(Collected data entries)

————————

PR #10, opened 2024-01-29
README cleanup

crandmck:
@gpeacock QUESTION: 

Should we say to do this if you tried before unsuccessfully to install ?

————————

Exercise
Locate "README cleanup" in the data above. Then repeat, exactly, its line and each line after it through the last, adding nothing.

Solution to this task
README cleanup

crandmck:
@gpeacock QUESTION: 

Should we say to do this if you tried before unsuccessfully to install ?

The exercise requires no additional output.